Gerald Michael Barbarito (born January 4, 1950) is an American prelate of the Roman Catholic Church.  He has served as bishop of the Diocese of Palm Beach in Florida since August 28, 2003.  He previously served as bishop of the Diocese of Ogdensburg in Northern New York from 1999 to 2003 and as an auxiliary bishop of the Diocese of Brooklyn in New York City from 1994 to 1999.

Biography

Early life and family 
Gerald Barbarito, the son of Anna Marie LaPorte Barbarito and Samuel A. Barbarito, was born in Brooklyn, New York, on January 4, 1950. He began his studies for the priesthood at Cathedral Prep Seminary in Fort Greene, Brooklyn, graduating in 1967.

Education 
Barbarito continued his studies at Cathedral College in Douglaston, Queens, where he earned a bachelor degree in 1971. His theology studies took place at Immaculate Conception Seminary in Huntington, New York, where he received a Master of Divinity degree in 1975 .Before his ordination to the priesthood, Barbarito served as a deacon at St. Francis of Assisi Parish in Astoria, Queens, for one year.

Ordination and pastoral work 
Barbarito was ordained to the priesthood for the Diocese of Brooklyn by Bishop Francis J. Mugavero at St. Francis of Assisi Church on January 31, 1976. After his ordination, Barbarito was assigned to St. Helen's Parish in Howard Beach, Queens. He remained there until 1981, when Bishop Mugavero appointed him assistant chancellor. Barbarito held this position for one year, then went to the Catholic University of America School of Canon Law in Washington D.C. for two years, where he earned a Licentiate of Canon Law.

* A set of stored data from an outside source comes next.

PR #1117, opened 2018-11-28
Add D52M

DanSGiesbrecht:
Adding the "M8" form-factor D52M ANT module by Garmin Canada (Dynastream Innovations).

frontside

backside

------------

  - [Datasheet URL (warning - download)](https://www.thisisant.com/assets/resources/Datasheets/D00001687_D52_Module_Datasheet.v.2.3.pdf)
#### Footprint:
footprint
#### Copper pads:
copper

copper-datasheet
(datasheet, page 22)

#### Solder paste:
paste

paste-datasheet
(datasheet, page 23)

  - **Violating F6.2**: Travis-CI thinks that the center of the pads represents the center of the part. This is incorrect. The anchor is correctly placed at the center of the module.
  - **Violating F9.3**: A 3D model has not been created. I plan on contributing this in the future.


evanshultz:
- A 3D model still needs to be referenced so it will show up in the 3D viewer automatically once it's added.
- https://www.thisisant.com/assets/resources/Datasheets/D00001687_D52_Module_Datasheet.v.2.3.pdf opens in a tab for me. I'd be happy with that instead of a product page link.
- Can you add a description in the description instead of just a link? Maybe move some keywords.
- Change the text in the keepout to "Copper keepout" as mentioned at http://kicad-pcb.org/libraries/klc/F4.5/.
- The round pads should not have the paste layer turned on. And you can turn off the paste margin parameter for each pad.
- I don't see anything about the mask design so I guess it should be round for self-centering, but how did you determine their size? It's a bit odd to have the square paste pads overlaying the copper-mask barrier...
- The mask pads could be actual pads instead of polygons. That's a bit more compact representation but if this way makes it to the Gerbers (please verify for me!) it's OK do it this way.
- Not required, but you could move the fab ref des from behind the pads.
- How did you come up with the name of this footprint? I would have thought `Dynastream_D52M`, and then optionally the dimensions you added, would be good.
- Dimensioned drawing:
image

DanSGiesbrecht:
Hi @evanshultz 

Thank you for the notes. Sorry about the delay getting to this. Note that the datasheet link has been updated to "Garmin", rather than "Dynastream". Here's the updated [link](https://www.thisisant.com/assets/resources/D00001687_D52_Module_Datasheet.v.2.3_(Garmin).pdf).

I'll change the name to: `Garmin_M8_9.8x14.0mm`, and work through your other suggestions as well, once I have some free time.

DanSGiesbrecht:
@evanshultz thanks again for the review. The following changes have been made:

- Added 3D model file (does not exist yet).
- Updated link.
- Elaborated description.
- Changed keep-out text.
- Turned off SMD pad paste layer, removed paste margin.
> I don't see anything about the mask design so I guess it should be round for self-centering, but how did you determine their size? It's a bit odd to have the square paste pads overlaying the copper-mask barrier...
- I agree that it's a bit odd to have square paste over soldermask, however, it's manufacturer-recommended for this part:
  - The solder paste design comes from the datasheet (figure 16, page 23).
  - The manufacturer recommends a 1:1 ratio of module LGA pad to SMD footprint pad (both 30 thou), and no soldermask expansion. I left the soldermask expansion as 0 (default), so that designers may set it to be whatever their board-house requires for good soldermask alignment. Unfortunately, the 1:1 ratio is not described in the datasheet.
> The mask pads could be actual pads instead of polygons. That's a bit more compact representation but if this way makes it to the Gerbers (please verify for me!) it's OK do it this way.
- The solder paste polygons do successfully transfer to the gerbers. :smile:
> Not required, but you could move the fab ref des from behind the pads.
- If it's alright, I'd like to leave the fab REFDES in the center, for clean assembly drawings.
- Fixed the footprint name.

I've been wondering: how do you generate those dimensioned footprint drawings??

DanSGiesbrecht:
@evanshultz please hold on merging until the naming of the footprint is resolved: https://github.com/KiCad/kicad-symbols/pull/1184#issuecomment-461114465

evanshultz:
Rene posted the process to dimension footprints this way at https://forum.kicad.info/t/how-to-check-footprint-correctness/9279.

evanshultz:
My only remaining question is about the mask design. If Garmin says not to use any mask expansion, then you can make it 1nm but do it at the footprint level instead of per-pad. We don't want to board house to swell the mask if the footprint shouldn't have this done, though 1.5mm pitch is big enough to probably not get into trouble with a typical swell. Can you also link here to the doc that explains this for historical reference?

DanSGiesbrecht:
Good call, I'll update this for the footprint (rather than per-pad).

Unfortunately, there isn't a reference document which explains this. The knowledge of mask-expansion is based on internal conversations with the module manufacturer. I can request this to be added in a future datasheet update.

DanSGiesbrecht:
@evanshultz renamed the file to align with the symbol PR conversation, and changed the global footprint soldermask expansion to 0.001mm. I think this should be good-to-go now. Thank you for all the input.

evanshultz:
You should be able to go to "0.000001". That's 3 more sig digs than you have now and the limit of KiCad's internal precision. I am pretty sure it is 1nm but I could be wrong. The way is it is so small as to be within the tolerance of manufacturing, so going smaller won't actually help, but if we use the smallest value that KiCad can represent (instead of some tiny but intermediate value) that tells us the intent is to make the mask exactly the same size as the pad. We have done this elsewhere in the library.

So... long winded but I think it makes the most sense to go to the limit. OK for you?

DanSGiesbrecht:
Done!

evanshultz:
Thanks!

PR #1801, opened 2019-09-04
Added battery holder

kajusK:
Created footprint for keystone battery holder

Datasheet:https://ken.keyeuro.eu/cat/590.pdf

2019-09-04-194721_3840x1080_scrot

I'm not really sure about correct way to draw silkscreen and courtyard in this case...


kajusK:
Any updates, notes,...?

cpresser:
Hi and thanks for the contribution.
Since there are >200 open PRs right now it takes some time for each one to get reviewed. There is a limited number of reviewer with limited amounts of free time they wish to spend here :)

I took a look and have a few suggestions/questions:
1. The spring-steel is 0.3mm thick, so I suggest to actually 'model' that with lines 0.3mm apart. 
2. Then have the silkscreen outside of that F.Fab polygon. We want silkscreen visible after board assembly. If its hidden below the part (even if its thin and somewhat visible) is bad for AOI systems.
3. The courtyard is not really consistent and should be smaller. According to KLC F5.3 0.5mm seems a good choice (this is basically a connector).
4. Some kind of indicator/text on where the battery goes would be nice. Just by looking at the screenshot my first impression was that the battery goes into the top pocket. I was not aware that the bottom part is a spring contact. Perhaps you have a good idea for that. It is not mandatory, but would be nice.
5. It looks like you used the metric dimensions. That is good.
6. According to KLC F7.7 the oval-pad-inner-size should be `1.3x0.5mm`

cpresser:
@kajusK Do you want to come back to this PR?

kajusK:
@cpresser 

Ah, sorry for a delay, I completely forgot this PR, will take a look into it next week.

PR #1802, opened 2019-09-05
Add Lutronic 0821 .. T10CP

waschhauser:
Datasheet:
http://downloads.lutronic.biz/datenblaetter/en/0821_t10cp.pdf

FPG PR:
https://github.com/pointhi/kicad-footprint-generator/pull/419

SYM PR:
https://github.com/KiCad/kicad-symbols/pull/2130

image

image

Errors of Travis check
    Courtyard lines are not on 0.01mm grid
     - Arc (1.75,0) -> (9.11,2.76) on layer 'F.CrtYd'
     - Arc (1.75,0) -> (3.04,7.75) on layer 'F.CrtYd'
     - Arc (1.75,0) -> (-4.32,4.99) on layer 'F.CrtYd'
     - Arc (1.75,0) -> (-5.61,-2.76) on layer 'F.CrtYd'
     - Arc (1.75,0) -> (0.46,-7.75) on layer 'F.CrtYd'
     - Arc (1.75,0) -> (7.82,-4.99) on layer 'F.CrtYd'

But they are on 0.01mm grid?!

---


chschlue:
I don't have in-depth knowledge of the travis scripts, but the way it looks to me the violations have to do with rounding errors introduced by https://github.com/KiCad/kicad-library-utils/blob/0c0b0351ac7e137a1437781f1530a563d222d5f1/pcb/rules/rule.py#L30.

poeschlr:
Not a script restriction but a kicad file format restriction. Kicads arcs limit which angles you can use. Because of this there is next to no chance to have both the start and endpoint of an arc on the same grid if the arc does not describe a multiple of 90 degree.

waschhauser:
Do I have to fix the Travis Check Errors?
And if yes, how can I solve the erros?

chschlue:
@poeschlr I get that it's actually a mathematical restriction.
Still, as KLC doesn't seem to forbid courtyard polygons with arbitrary angles (don't know what IPC-7351 says) it doesn't seem useful that getStartPoint() just returns unrounded double precision points.

waschhauser:
Now with circular courtyard

image

image

poeschlr:
The function you quoted is only used for arcs. For any other element there is no need to calculate the endpoints as they are contained in the file format. In other words: There is no problems with polygons having outlines of any angle.

waschhauser:
@penoud in this case which which kind of courtyard do you prefer? The first or the second version?

poeschlr:
I assume you wanted to tag me ;) My previous comment was not really meant as an answer to you but to @chschlue.

I think the circle is a good option.

PR #1805, opened 2019-09-08
Add DirectFET L6

chschlue:
Add DirectFET L6

https://www.infineon.com/dgdl/Infineon-AN-1035-ApplicationNotes-v29_01-EN.pdf?fileId=5546d462533600a40153559159020f76#page=42

DirectFET_L6

---


evanshultz:
1. Courtyard width is too big.

image

evanshultz:
2. Didn't notice the excessive courtyard precision before.

Note that this type of thing is why scripting is nice and was my intent for the DirectFET footprints. One simple tweak to a script and a whole slew of new footprints can be made that don't need individual verification.

chschlue:
It's not that I hate scripting, but:
a) There are 29 DirectFETs now and maybe 35 or so in the not-so-foreseeable future
b) You said yourself that full dimensions are next to impossible to come by (Infineon can't even seem to agree on dimensions for each series of package sizes)
c) Source and gate pads are irregular and would need to be hardcoded
d) I need some practice drawing footprints anyway (although these _do_ become repetitive and boring quickly)

evanshultz:
Just one comment on your first item, and it's a tangent: Where are the 35 new DirectFET footprints coming from? I understood the DirectFET/CanPak was not going to be used in future products after the Infineon acquisition. AN-1035 only defines 26 so I thought that was all there would ever be. Are there ~35 more coming from another vendor? Or something else?

chschlue:
I mostly made that one up. I didn't comb through every press release since the acquisition or anything. My point was just that the number of footprints probably won't be growing exponentially.

AN-1035 defines 29.
I had trouble counting, too. The TOC lists appendices 26, 27, 28 and then 26 again...

chschlue:
@evanshultz ping

PR #1808, opened 2019-09-08
Add DirectFET SB

chschlue:
Add DirectFET SB

https://www.infineon.com/dgdl/Infineon-AN-1035-ApplicationNotes-v29_01-EN.pdf?fileId=5546d462533600a40153559159020f76#page=23

DirectFET_SB

---


evanshultz:
Just the issue already mentioned about body and courtyard height.
image

chschlue:
@evanshultz ping

BTW, I just incremented the timestamps during these fixes, assuming they're really just fancy monotonic revision counters. Anything wrong with that?

evanshultz:
No problem whatsoever with me. I'm not aware that we care when the latest change was done, or if the change was done in a text editor and the timestamp doesn't move.

Thanks again!

poeschlr:
If the timestamp is not updated then the update footprint feature within pcb_new might not work

chschlue:
I thought it would be something like that. Still, incrementing by one should be good enough then?

poeschlr:
Didn't you write you made them by hand with kicad? Because kicad already takes care of handling the timestamp

chschlue:
True, but vi doesn't take care of handling the timestamp while fixing the outline dimensions :-)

Barbarito was named the vice chancellor of the diocese in 1984, remaining in that position until 1992, when Bishop Thomas V. Daily appointed him secretary. Barbarito served as master of ceremonies for Auxiliary Bishop Emeritus Joseph Denning from 1984 to 1990.

Barbarito has served on the College of Consultors, the Priests' Personnel Board, the Presbyteral Council and as an appellate judge at the diocesan tribunal. He has also served as a consultant to the Canonical Affairs Committee of the National Conference of Catholic Bishops. Barbarito is a member of the Catholic Biblical Association and the Canon Law Society of America.

Auxiliary Bishop of Brooklyn 
Barbarito was appointed as an auxiliary bishop of the Diocese of Brooklyn by Pope John Paul II on June 28, 1994. He was consecrated on August 22, 1994. Bishop Thomas V. Daily served as principal consecrator, with Bishops Joseph Sullivan and René Valero serving as co-consecrators.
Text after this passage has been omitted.